Freilich wirkte die Tinktur alles andere als lebensverlängernd – dafür stillte es Schmerzen und wirkte beruhigend. Dazu war Laudanum preiswert und vielerorts neben den Apotheken auch beim Greißler um die Ecke erhältlich. Nicht zuletzt deshalb war Laudanum bis zum Opiatverbot Anfang des 20. Jahrhunderts in allen Gesellschaftsschichten Europas überaus populär und wurde eine Zeit lang auch als Synonym für Schmerzmittel verwendet. In Schriftsteller- und Künstlerkreisen kam es zur Belebung der Kreativität in Mode. Sogar quengelnde Kinder wurden damit bedenkenlos ruhiggestellt. 

Opiumtinktur wird aus dem getrockneten Milchsaft der unreifen Samenkapseln des Schlafmohns gewonnen. Ihre Zusammensetzung ist seit über 100 Jahren unverändert und im Europäischen Arzneibuch festgeschrieben. Das Opium wird in einer Mischung aus Alkohol (31–34 Vol%) und Wasser gelöst. Der Gehalt an den Wirkstoffen wie Morphin (1 %), Codein, Thebain, Noscapin (= Narcotin), Papaverin, Narcein und anderen ist in der Tinktur standardisiert.

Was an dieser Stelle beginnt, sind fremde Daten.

Issue #616, opened 2026-08-06
Carry forward from #606: seat-total arithmetic must saturate, or a tenant on an unlimited plan is created with a negative user cap


StingD85:
Captured so it survives the closure of #606/#607, whose author/coordinator seat split is superseded by the licence-based model. **The fix is not independently salvageable** — `TotalSeats` is itself part of that split (`Tenant.cs`, `QuotaGuardService`, `AuthController` ×2, plus 3 test files), so extracting it would re-introduce the model the licence decision replaces. It must be **re-fixed against the licence-based model** when that is built.

## The defect

`Tenant.MaxUsers` is derived at tenant creation as:

```csharp
MaxUsers = planLimits.MaxAuthors + planLimits.MaxCoordinators;   // AuthController:463 and :1098
```

C# arithmetic is unchecked by default, so once **either** side is `int.MaxValue` the sum wraps **negative**:

```
          1 + int.MaxValue  =  -2,147,483,648
          6 + int.MaxValue  =  -2,147,483,643
int.MaxValue + int.MaxValue =  -2
```

`MaxUsers` is then consumed as `userCount >= tenant.MaxUsers` (`AdminController:78`, `ProjectMembersController:256`). Against a negative cap that is true at `userCount = 0`, so **the tenant is refused its very first user** — with the message `User limit (-2) reached`, which points at nothing.

## Exposure today — latent, not live

Stating this precisely, because an issue that overstates its own severity gets dismissed when someone checks it.

**Measured on the dev database — no tenant currently has a broken cap:**

| Slug | Plan | MaxUsers | cap ≤ 0 |
|---|---|---|---|
| demo | 5 | 50 | no |
| e2e-aad60d3818d5 | 0 | 20 | no |
| e2e-e8582c5c35c4 | 0 | 20 | no |
| planscape | 5 | 2147483647 | no |

Two things follow:

1. **`planscape`’s `int.MaxValue` is not this bug.** `PlatformTenantSeeder.cs:57` assigns `MaxUsers = int.MaxValue` **directly** — a literal, not the sum, so no overflow occurs. And an enormous positive cap *permits*; it is a negative cap that denies.
2. **Both creation paths assign `BillingPlan.Trial`** (`AuthController:460` registration, `:1095` D1 handoff), and Trial is `(MaxAuthors 1, MaxCoordinators 0)` → `1 + 0 = 1`. No overflow.

[...]

PR #626, opened 2026-08-06
refactor(quota): retire the per-user quota axes — D1 owns seat entitlement

### LINKED ISSUE #619: QuotaGuardService: the Authors seat axis counts a role string nothing writes, so it is always 0
Found while building licence presentation (D1 model). Live on `main` today, and **untouched by the closed #606/#607** — those PRs died around this, not on it.

## The defect

`Planscape.Server/src/Planscape.Infrastructure/Services/QuotaGuardService.cs:76`

```csharp
QuotaAxis.Authors => await _db.ProjectMembers
    .Where(m => m.TenantId == tid && m.ProjectRole == "Author")
    .Select(m => m.UserId).Distinct().CountAsync(ct),
```

Nothing in the server ever writes `ProjectRole == "Author"`. Every assignment in `Planscape.Server/src`:

| Site | Value written |
|---|---|
| `SeedData.cs:275` | `"Coordinator"` |
| `SeedData.cs:304` | `"Contributor"` |
| `AuthController.cs:1231` | `"Owner"` |
| `ProjectsController.cs:172` | `"Manager"` |

`ProjectMember.ProjectRole` is documented as Viewer/Contributor/Coordinator/Manager (`Planscape.Core/Entities/ProjectMember.cs:15-16`).

So `QuotaAxis.Authors` evaluates to **0 forever**, and since `BillingPlanLimits` gives `MaxAuthors = 1` for every plan except Enterprise (`Tenant.cs:177-183`), the author cap can never be reached.

## Why it can't work as written

The paths that *check* the author quota create an **`AppUser`**, never a `ProjectMember`:

- `OnboardingController.cs:93` calls `CheckCanAddUserAsync("Author", …)`, then creates an `AppUser` at `:99-109`
- `TenantAdminController.cs:108` does the same, creating an `AppUser` at `:125`

The counter reads one table; the writer writes another. They cannot converge by tuning the predicate — the fix has to make the counted thing and the written thing the same thing.

## Also affected

`QuotaAxis.Coordinators` (`:77`) is `ProjectRole != "Author"`, which — since nothing is ever `"Author"` — counts **every** project member including Owners and Managers.

The same logic is duplicated display-only at `TenantAdminController.cs:49-55`.

## Not covered by tests

`grep Quota` over `Planscape.Server/tests/Planscape.Tests` returns nothing. There is no `QuotaGuardService` test at all.

## Suggested shape of a fix

Whatever ends up being counted must be written by the path that sells the seat — the lesson from #606/#607. Count `AppUser` rows (which the invite paths actually create) filtered by `Iso19650Role`, or drop the ProjectMembers axis entirely. Add a test that asserts an accepted invite *moves the number the cap is checked against*, not that the endpoint returns 200.

For reference, the equivalent on the D1 side is now a single shared function used by both the spending and reporting paths: `marketing-site/functions/api/license/_lib/seats.ts`.

StingD85:
Retires the .NET per-user quota axes. Seat entitlement is the StingTools licence, recorded in D1 by `issue.ts` and counted by `_lib/seats.ts` (#621, merged). **Do not merge — for review.**

## Behaviour change

**Invites are no longer refused with 402 by the .NET server.** Both `POST /api/tenant/invite` and `POST /api/onboarding/team` previously returned `402 quota_exceeded`; they no longer can. Author entitlement is the D1 licence count.

`tenant.MaxUsers` is enforced separately and is **not** part of this retirement — see below.

## Why removed rather than repaired

`QuotaAxis.Authors` counted `ProjectMembers` with `ProjectRole == "Author"` — a literal none of the four writers in this codebase produce (`SeedData.cs:275/304` → Coordinator/Contributor, `AuthController.cs:1231` → Owner, `ProjectsController.cs:172` → Manager). `MaxAuthors` is 1 on every plan but Enterprise and was **never enforced**. `Coordinators`, its mirror (`!= "Author"`), counted every member including Owners and Managers.

### Measured, not inferred (RED)

A temporary characterisation test seeded four `ProjectMembers` using only the role strings the codebase actually writes, then asserted the defect against unmodified code:

| Assertion | Result |
|---|---|
| Control: members visible | `4` |
| `CheckCanAddUserAsync("Author")` | `Current=0, Max=1, Allowed=true` |
| `CheckCanAddUserAsync("Coordinator")` | `Current=4` (counts Owner + Manager) |

The control assertion is load-bearing: `PlanscapeDbContext`'s tenant filter falls back to `Guid.Empty`, so without first proving the four rows are visible, `Authors == 0` would have been indistinguishable from an empty result set. **Passed** — the defect is real.

That test is deleted in this PR. Its subject no longer exists, so it cannot survive the change it justified.

## Removed

- `CheckCanAddUserAsync` — `IQuotaGuardService` declaration and `QuotaGuardService` implementation
- The `Authors` / `Coordinators` arms of `CountAsync`
- The `Authors` / `Coordinators` arms of `QuotaAttribute`, plus the now-dead `projectRoleHint` constructor parameter
- The invite quota gate in `OnboardingController` and `TenantAdminController` (the `role` local is **kept** in both — it drives `UserRole` / `Iso19650Role` and the response rows)

## Kept

`QuotaAxis.Projects`, `QuotaAxis.Storage`, and the entire storage path. `[Quota(QuotaAxis.Projects)]` on `ProjectsController:116` still returns 402.

## Enum decision: DELETED, not left unused

`QuotaAxis` is now `{ Projects, Storage }`. A stray `[Quota(QuotaAxis.Authors)]` is a **compile error** — strictly stronger than the safe-default alternative, where an unused member would fall to the filter's `_ =>` arm and silently ALLOW, which is indistinguishable from a working cap until someone relies on it.

`Storage` is the only axis reaching the default arm, and allowing it there is correct rather than a fallback: the byte count isn't known until the body is read, so upload controllers call `CheckCanUploadBytesAsync` in the action body. Commented in place.

## Two things beyond the mapped blast radius

Both were required for the change to be honest, and both are flagged for review:

1. **`TenantAdminController`'s dashboard duplicated the same broken predicate** (`ProjectRole == "Author"`) for display at lines 48-55. Left in place, #619 could not be closed as "the broken predicate ceases to exist", and a billing page would keep showing a firm of four people "Authors 0/1". Removed from the `usage` payload; `limits` still advertises `MaxAuthors`/`MaxCoordinators` as plan metadata (they still feed `TotalSeats`).

2. **That is an API contract change with a live consumer.** `planscape-web/app/settings/team/page.tsx` renders `data.usage.authors` and `data.usage.coordinators` through a `Quota` component that reads `axis.max` directly — `undefined` would **throw on render**, not degrade. The two tiles and the two `lib/types.ts` fields are removed with it.

`inviteMessage`'s `402` branch in that page is left alone deliberately — it is defensive, costs nothing, and removing it is not required for correctness.

## `tenant.MaxUsers` — stays, but it is now mis-shaped

Not part of this retirement. It has **two** enforcement sites, not one:

- `ProjectMembersController:310` — invite-by-email, when creating a pending account
- `AdminController:86` — `POST /api/admin/users`

Both are `userCount >= tenant.MaxUsers` over active `AppUser` rows: a **total-account cap**, not a seat cap. It is derived from the same `BillingPlanLimits` this PR partly retires — `AuthController:463` and `:1098` set `MaxUsers = planLimits.TotalSeats`, which saturates (see `Tenant.cs:176-190`, #616).

**Recommendation: it stays for now, tracked separately — it should become an abuse ceiling decoupled from `TotalSeats`, not licence-derived.**

- It cannot be **licence-derived** today: that needs a .NET → D1 link that does not exist, and the D1 count meters *machines*, not accounts. Viewers hold no licence, so it could never bound them.
- It should not simply **go**: the invite endpoints create `AppUser` rows, and with the 402 gate gone `MaxUsers` is the last thing bounding account creation at all.
- But leaving it tracking `TotalSeats` keeps "viewers are free" half-true, exactly as you said. Studio is `MaxAuthors(1) + MaxCoordinators(5) = 6`, so a Studio firm is refused its 7th account — including a free viewer.

I have **not** filed this as an issue; say the word and I will.

## Verification

| | Result |
|---|---|
| RED (measurement on unmodified code) | 1 passed — defect confirmed |
| Baseline `dotnet test` on `origin/main` | **617 passed / 9 skipped / 626 total / 0 failed** |
| GREEN after removal | **617 passed / 9 skipped / 626 total / 0 failed** |
| `Planscape.API` build | 0 errors, 7 warnings (pre-existing NU1603 ×4 + CS0618 ×3) |
| `planscape-web` `tsc --noEmit` | 68 errors before **and** after — all pre-existing `Badge tone` / `Button variant` mismatches, none in the edited files |

No test referenced the removed paths, so the identical counts are expected rather than reassuring. The only quota test — `QuotaGuard_ProjectCap_*` in `SecurityCriticalPathTests` — exercises `CheckCanAddProjectAsync` / `QuotaAxis.Projects`, both kept, and still passes.

Known-broken CI (Build & Test / CI Gate failing on a Postgres service container, "role root does not exist") is broken on `main` itself and unrelated.

Closes #619.

### DIFF
--- a/Planscape.Server/src/Planscape.API/Controllers/OnboardingController.cs
+++ b/Planscape.Server/src/Planscape.API/Controllers/OnboardingController.cs
@@ -88,10 +88,10 @@ public class OnboardingController : ControllerBase
         var added = new List<object>();
         foreach (var m in req.Members)
         {
-            // Quota check per member — fail mid-list cleanly with a 402.
+            // Seat entitlement is the StingTools licence, counted in D1 (#621) —
+            // this endpoint no longer refuses with 402. `role` still drives the
+            // UserRole / Iso19650Role written below and the response rows.
             var role = string.Equals(m.Role, "Author", StringComparison.OrdinalIgnoreCase) ? "Author" : "Coordinator";
-            var q = await _quota.CheckCanAddUserAsync(role, ct);
-            if (!q.Allowed) return StatusCode(StatusCodes.Status402PaymentRequired, new { error = "quota_exceeded", added, denied = m, quota = q });
 
             var existing = await _db.Users.FirstOrDefaultAsync(u => u.Email == m.Email.ToLowerInvariant(), ct);
             if (existing != null) { added.Add(new { existing.Id, existing.Email, role, status = "exists" }); continue; }
--- a/Planscape.Server/src/Planscape.API/Controllers/TenantAdminController.cs
+++ b/Planscape.Server/src/Planscape.API/Controllers/TenantAdminController.cs
@@ -4,7 +4,6 @@ using Microsoft.EntityFrameworkCore;
 using Planscape.Core.Entities;
 using Planscape.Core.Interfaces;
 using Planscape.Infrastructure.Data;
-using Planscape.Infrastructure.Services;
 
 namespace Planscape.API.Controllers;
 
@@ -13,9 +12,13 @@ namespace Planscape.API.Controllers;
 /// numbers a buyer needs to feel in control of their subscription:
 ///
 ///   • Plan, currency, trial expiry, billing-cycle
-///   • Live usage vs limits (authors / coordinators / projects / storage)
+///   • Live usage vs limits (projects / storage)
 ///   • Last-month revenue (if any payments) + next charge date
 ///   • Recent admin events (member invited, project created, plan changed)
+///
+/// Author / coordinator seat usage is NOT reported here. Seat entitlement is
+/// the StingTools licence, counted in D1 (#621); the counts that used to appear
+/// were derived from a ProjectRole predicate nothing writes (#619).
 ///
 /// All endpoints scoped to the resolved tenant by the global query filter
 /// from S1.1 — there is no path-parameter for tenant id so an admin can't
@@ -28,13 +31,11 @@ public class TenantAdminController : ControllerBase
 {
     private readonly PlanscapeDbContext _db;
     private readonly ITenantContext _tenantContext;
-    private readonly IQuotaGuardService _quota;
 
-    public TenantAdminController(PlanscapeDbContext db, ITenantContext tenantContext, IQuotaGuardService quota)
+    public TenantAdminController(PlanscapeDbContext db, ITenantContext tenantContext)
     {
         _db = db;
         _tenantContext = tenantContext;
-        _quota = quota;
     }
 
     /// <summary>Single dashboard payload — plan, usage, members, billing.</summary>
@@ -47,12 +48,6 @@ public class TenantAdminController : ControllerBase
         var limits = BillingPlanLimits.For(tenant.Plan);
 
         var memberCount = await _db.ProjectMembers.CountAsync(ct);
-        var authorIds = await _db.ProjectMembers
-            .Where(m => m.ProjectRole == "Author")
-            .Select(m => m.UserId).Distinct().ToListAsync(ct);
-        var coordIds  = await _db.ProjectMembers
-            .Where(m => m.ProjectRole != "Author")
-            .Select(m => m.UserId).Distinct().ToListAsync(ct);
         var projectCount = await _db.Projects.CountAsync(ct);
         var storageBytes = await _db.ProjectModels.AsNoTracking()
             .Where(m => m.DeletedAt == null)
@@ -81,8 +76,14 @@ public class TenantAdminController : ControllerBase
             },
             usage = new
             {
-                authors      = new { current = authorIds.Count,  max = limits.MaxAuthors },
-                coordinators = new { current = coordIds.Count,   max = limits.MaxCoordinators },
+                // `authors` and `coordinators` are gone. They were counted with
+                // the same ProjectRole == "Author" predicate as the retired
+                // quota axes — a literal none of this codebase's four writers
+                // produce — so `authors` always displayed 0 and `coordinators`
+                // displayed every member including Owners and Managers (#619).
+                // Seat usage now lives where seats are sold: the D1 licence
+                // count (#621). `limits` below still advertises what the plan
+                // includes; we simply no longer claim to measure it here.
                 projects     = new { current = projectCount,     max = limits.MaxProjects },
                 storage      = new { currentMb = storageBytes / 1024 / 1024, maxMb = limits.StorageMb },
                 memberSeats  = memberCount,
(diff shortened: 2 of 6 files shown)


StingD85:
## Do not merge until presentation is confirmed live

This PR removes the `402 quota_exceeded` gate. The replacement — licence presentation to D1 (#621) — is **not yet working in production**, so merging now leaves a window with neither enforcement.

Measured on production (2026-08-07):

```
POST /api/license/issue      -> 401  {"error":"Missing or malformed Authorization header"}
POST /api/license/present    -> 500  {"error":"Licensing is not configured."}
POST /api/does-not-exist-xyz -> 405
```

`present.ts` is deployed (it answers from its own code, distinct from the static 405 of a nonexistent route) but **`LICENSE_PRIVATE_KEY` is not set in Pages production**. Licence *issuing* is equally broken — `issue.ts` runs `requireAuth` before its key guard, so its clean 401 masks the same missing secret.

## Sequence to unblock

**1. Verify the key before uploading it.** The plugin carries the public half compiled in at `StingTools/Core/Licensing/LicensePublicKey.cs:7` and verifies with RSASSA-PKCS1-v1_5 / SHA-256 (`LicenseCrypto.cs:36`). So the test is whether the candidate private key pairs with the public key every deployed plugin already trusts:

```bash
openssl rsa -in /path/to/private.pem -pubout
```

Compare against the PEM literal in `LicensePublicKey.cs`.

- Identical → correct key, upload it.
- Different → **do not upload**. Licences it issues would be rejected by every installed plugin, trading a "licensing not configured" outage for an "invalid licence" one, which is worse and harder to diagnose.

**2. Set the secret** (runtime binding, no redeploy needed):

```bash
wrangler pages secret put LICENSE_PRIVATE_KEY --project-name planscape-marketing
```

**3. Re-probe.** `present` must leave 500, **and** test `issue.ts` with a real Authorization header — issuing is a separate outage the 401 has been masking.

**4. Confirm presentation lands.** Build and deploy the plugin to whatever the installed `.addin` actually points at (grep the manifest — do not trust the documented path), Revit closed and the Planscape Companion tray app stopped. Start Revit once, then:

```bash
npx wrangler d1 execute planscape-waitlist --remote --command "SELECT machine_code, last_seen_at, last_seen_plugin_version FROM licenses WHERE revoked_at IS NULL ORDER BY last_seen_at DESC LIMIT 5;"
```

All three `last_seen_*` columns were absent until the migration on 2026-08-07, so presentation cannot have worked before now — **any populated `last_seen_at` is unambiguously from that run.** No stale-value risk.

**5. Only then merge this PR.**

## Note on marketing-site deploys

`marketing-site` has **no git-connected Pages build** (#651) — merging to `main` deploys nothing. #621 sat undeployed for six days and Pages' static fallback made it indistinguishable from a nonexistent route. Re-run the three-way probe above rather than assuming a merge shipped.

## Follow-up once this merges

`tenant.MaxUsers` becomes the only bound on account creation and still caps free viewers — see #653.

„Alte, schreckliche Geliebte“
Erst im späten 19. Jahrhundert setzte ein Bewusstsein für die verheerenden Nebenwirkungen des Mittels ein. So bezeichnete der französische Dichter Charles Baudelaire (1821–1867) die Laudanum-Flasche in einem seiner Gedichte als „alte, schreckliche Geliebte“.

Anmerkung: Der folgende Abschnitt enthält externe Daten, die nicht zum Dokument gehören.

PR #649, opened 2026-08-10
Parameter governance, ISO sheet numbering, and door/window type marks (K-11 · K-12 · K-13 · G-20)

StingD85:
Closes the parameter-governance workstream and the Kibale (KNP26) blockers. **Nothing here needs Revit to review.**

## The root cause, and the gate that stops it recurring

Seven separate defects this pass were one shape: **a consumer reads a parameter name the binder does not ship**, so the read returns null forever and nothing says a word.

`WARN_VISIBLE_BOOL` (missing prefix) · `PRJ_ORG_PROJECT_CODE` (missing `_TXT`) · three `PRJ_TB_SHOW_*` underscore pairs · the originator split · `TAG_3_BOLD_BLUE_BOOL` · `TAG_2_5_NOM_BLACK_BOOL`

Nothing validated the two sides against each other. `tools/validate_param_readership.py` now does, wired into CI as a **ratchet** — it fails on an *increase*, not on a non-zero count.

## What this fixes for the operator

- **41 `PRJ_*` were declared and read but never bound.** 36 now bound to Project Information. Until this, `PRJ_PROJECT_COD_TXT` did not appear in Manage → Project Information and **no correct sheet number could be produced**.
- **Sheet numbers fail loudly** instead of dropping a segment. `{project}`/`{originator}` are now *omitted* when unresolved (the `{seq}` rule), so Revit rejects the number rather than accepting `-PLN-COT01-…` on an issued drawing. **No placeholder is substituted** — a fabricated code produces a sheet that looks correct and is not.
- **Sheets carry their ISO segments individually**, so a title-block label can show any subset.
- **Door/window type marks generate** — monotonic, never reused, existing marks adopted not overwritten, PROD resolved through the tag pipeline so the mark can never disagree with the ISO tag.
- **Type schedules exist.** `IsItemized` was never set `false` anywhere in the plugin.

## Corrections to my own earlier findings

- Retiring `PRJ_ORIGINATOR_COD_TXT` was **wrong** and is reversed — a `.rfa` label is a consumer the C# scan cannot see.
- The MatchLine readers were **not** broken; all three already fell back to `sheet.SheetNumber`.
- "No sheet exists to mislead anyone" is **false** — the sheet is created before the number is assigned.

## Known open, deliberately

- **G-25** — `param_binding_resolver --apply` would orphan 10 live `SHT_*`. Run inspected and **reverted**; the tool is now `--check`-by-default so the drift is visible instead of arriving as a side effect.
- **3B.4** — 6 of 13 `pres-*` types carry `autoTag=True`. Not fixed: `STING_DRAWING_TYPES.json` is checksum-locked.

## Verification

```
build 0 errors / 0 warnings · schema self-test 8/8 · readership self-test 4/4
readership 377 / ceiling 384 PASS · path discipline Tier1 0 Tier2 0
content manifest 207/207 · binding sim 3238 bound / 163 skipped / 0 conflicts
```

See `docs/KNP26_READINESS.md` — ~11 minutes of setup blocks modelling; the Revit session does not.


StingD85:
Closing this in favour of three slices that are now on `main`. **The branch is deliberately not deleted** — it is the only copy of the pre-slice state.

## Why it could not be merged

Measured on the **merged tree**, not on `git diff main..branch`:

| | `main` | merged |
|---:|---:|---:|
| shared parameters | 3,593 | 3,600 |
| **native-typed (non-`TEXT`)** | **763** | **616** |

Merging takes **149 parameters back to `TEXT`** and drops their display mirrors. The branch predates Phase 188 and the conflicted regions span effectively the whole parameter file, so resolving by picking a side could not avoid it.

**Every check in CI stays green while it happens.** Nothing in CI reads the shipped parameter file's *types*. It surfaces only in Revit, on live models, as tag labels reading nothing and "Inconsistent Units" errors returning.

(The brief estimated 185 parameters; the measured figure is 149. Still catastrophic, still invisible.)

## What replaced it

| PR | What |
|---|---|
| **#843** | Define and bind the five parameters `ClassificationReader` reads |
| **#844** | The code, resolved against current `main` |
| **#845** | The engineering record — gap register, audits, and their tooling |

**#843 is the one worth reading.** `ClassificationReader.Read()` reads `UNICLASS_PR_TXT`, `UNICLASS_SS_TXT`, `UNICLASS_EF_TXT`, `NBS_CODE_TXT` and `ASSET_RFI_URL_TXT`, and **none of the five existed on `main`** — not in `MR_PARAMETERS.txt`, the `.csv` mirror, `CATEGORY_BINDINGS.csv` or `RESOLVED_BINDINGS.csv`. Every read returned `""`. The whole Uniclass / NBS / RFI axis was dead, silently, and "Uniclass 2015" is the **default** in the classification-standard picker — an order whose leading three rungs could never match. This branch had authored those rows; they were re-landed on `main`'s Phase-188 data through the generators.

## Absorption, by content

Ancestry is meaningless here — the slices were rebuilt onto `main`, so none of this branch's 115 commits is an ancestor of anything. By content, of the 509 files this branch changed:

- **114 byte-identical** on `main`
- **247 present but different** — 200 of them tag-family `.rfa`
- **5 absent**

## Deliberately not carried, with reasons

**The four parameter and binding files** — the Phase 188 revert above.

**206 tag-family `.rfa` binaries**, plus one new one (`STING_Tag_Universal.rfa`). A month old, unreadable and untestable from a terminal, and exactly the artefact class whose stale labels produce the "Inconsistent Units" error this repository has already chased once. A human with Revit can re-save them against current `main` if they are wanted; the branch keeps them until then.

**`FORMULAS_WITH_DEPENDENCIES.csv`, and with it `BlockCountG34Tests.cs` and `MasonryMortarG15Tests.cs`.** Both sides changed `CST_S_MAS_MORTAR_VOLUME_CU_M`: this branch **deletes** it (G-15/G-34, moving masonry mortar to a BOQ line), `main` **rewrites** it to use the brick-bond lookup and is actively using it in the material schedule. `main`'s is newer and in use. This is a genuine design disagreement, not a merge artefact, and it needs a decision rather than a resolution.

**`STING_CONTENT_MANIFEST.json`** — every `tagFamilies` entry loses its `buildSpec` field. **`LABEL_DEFINITIONS.json`** — older copy.

**6 files under `Planscape.Server` / `planscape-web`** (quota, tenant admin). Unrelated to the BIM work, and `main` has moved 146 files and ~14,700 lines in that area since.

**`PR_BODY_kibale_integration.md`** and **`g8_binding_audit.txt`** — working files left at the repository root.

## Two things found on the way that were worse than expected

**Git auto-merged a duplicate gate with no conflict marker.** Both sides had independently implemented *"Gate 7 — measured lines with no resolvable quantity"* in `BOQPrepForExportCommand`. Git merged them as two non-overlapping insertions: no marker, just a duplicate gate, a redeclared local and a tuple-arity mismatch. Had the arity matched it would have **compiled** and reported every gate twice. A conflict asks; this only failed to build.

**Two commands were dead from the dock panel.** `StingAutoTagger` and `StandardsEngine` read `commandData.Application` directly, which is null there — so both buttons logged start and done, showed nothing, and threw nothing. Caught by a gate `main` added after this branch was cut, and fixed in #844.

## One correction to my own analysis

I initially reported `cost_rates_5d.csv` as losing 7 rows. It does not. The branch **adds a `PROD` column**, so my key was comparing `MAT_CODE` against `PROD`. The 7 are renames to real Revit category names (`Duct Systems` → `Ducts`, `Pipe Systems` → `Pipes`), same codes, **zero rate changes** — a fix, since those names could never match a category. It was carried.

## Verified across the three slices

Build **0 errors / 0 warnings**; **1113** Boq tests pass; `check_kut_documents` 80 assertions, `check_path_discipline`, `check_workflow_wiring` and `check_command_doc_acquisition` all green. **Phase 188 typing asserted on `main` after each merge: 763 native-typed parameters, unchanged.**

**Nothing was run in Revit.** No runtime path in any of the three slices was exercised.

Wie beim historischen Laudanum wurde auch bei den synthetisch hergestellten, morphinähnlichen Schmerzstillern das enorme Suchtpotenzial lange Zeit unterschätzt. Schätzungen zufolge haben die USA seit dem Jahr 2000 durch die Opioid-Krise so viele Menschen verloren, wie für das Land im Zweiten Weltkrieg gefallen sind. Laut CDC, einer Behörde des amerikanischen Gesundheitsministeriums, sind von 1999 bis März 2021 über 840.000 Menschen an einer Drogenüberdosis verstorben – der größte Teil von ihnen war über verschriebene Schmerzmittel abhängig geworden. 

Laudanum
Die Wortherkunft ist nicht eindeutig geklärt. Viele Quellen verweisen auf lateinisch ladanum, die Bezeichnung für das Harz der Zistrose. Lateinisch laudare bedeutet wiederum „loben“. Möglicherweise hat Paracelsus bei der Namensgebung diese beiden Bedeutungen zu einem Begriff zusammengezogen.